== The task ==
Return all lines from the listing below in which "blob" appears.

BEGIN

PR #119, opened 2016-07-07
Initialize avail_circ_modes to empty list instead of None for Cartesian data

### LINKED ISSUE #118: avail_circ_modes set to None causes OpenPMDTimeSeries.slider() to fail
It appears that for Cartesian datasets, `avail_circ_modes` will be set to `None` in [params_reader.py](https://github.com/openPMD/openPMD-viewer/blob/dev/opmd_viewer/openpmd_timeseries/data_reader/params_reader.py#L99), but this appears to cause an error when calling `OpenPMDTimeSeries.slider()` for interactive exploration in an IPython (`4.2.1-aed0eae`) notebook with widgets.  This is replicated for the [example datasets](https://github.com/openPMD/openPMD-example-datasets)

Replacing `avail_circ_modes` with `[]` as needed after creating the `OpenPMDTimeSeries` object seems to yield the correct behavior:

```
import opmd_viewer

ts = opmd_viewer.OpenPMDTimeSeries('./example-3d/hdf5/')

%matplotlib inline
if ts.avail_circ_modes is None:
    ts.avail_circ_modes = []
ts.slider()
```

Unless I've misunderstood something about this object, using the empty list `[]` instead of `None` at [params_reader.py:L99](https://github.com/openPMD/openPMD-viewer/blob/dev/opmd_viewer/openpmd_timeseries/data_reader/params_reader.py#L99) will resolve the issue without the need for intervention on the user's part.

jgerity:
Resolves #118, per @RemiLehe's request

### DIFF
--- a/opmd_viewer/openpmd_timeseries/data_reader/params_reader.py
+++ b/opmd_viewer/openpmd_timeseries/data_reader/params_reader.py
@@ -96,7 +96,7 @@ def read_openPMD_params(filename, extract_parameters=True):
                 params['geometry'] = "2dcartesian"
             elif dim == 3:
                 params['geometry'] = "3dcartesian"
-            params['avail_circ_modes'] = None
+            params['avail_circ_modes'] = []
         # For each field, check whether it is vector or scalar
         # Store the information in a dictionary
         params['avail_fields'] = {}


RemiLehe:
Great! Thanks a lot for the contribution!!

END

== Answer ==
It appears that for Cartesian datasets, `avail_circ_modes` will be set to `None` in [params_reader.py](https://github.com/openPMD/openPMD-viewer/blob/dev/opmd_viewer/openpmd_timeseries/data_reader/params_reader.py#L99), but this appears to cause an error when calling `OpenPMDTimeSeries.slider()` for interactive exploration in an IPython (`4.2.1-aed0eae`) notebook with widgets.  This is replicated for the [example datasets](https://github.com/openPMD/openPMD-example-datasets)
Unless I've misunderstood something about this object, using the empty list `[]` instead of `None` at [params_reader.py:L99](https://github.com/openPMD/openPMD-viewer/blob/dev/opmd_viewer/openpmd_timeseries/data_reader/params_reader.py#L99) will resolve the issue without the need for intervention on the user's part.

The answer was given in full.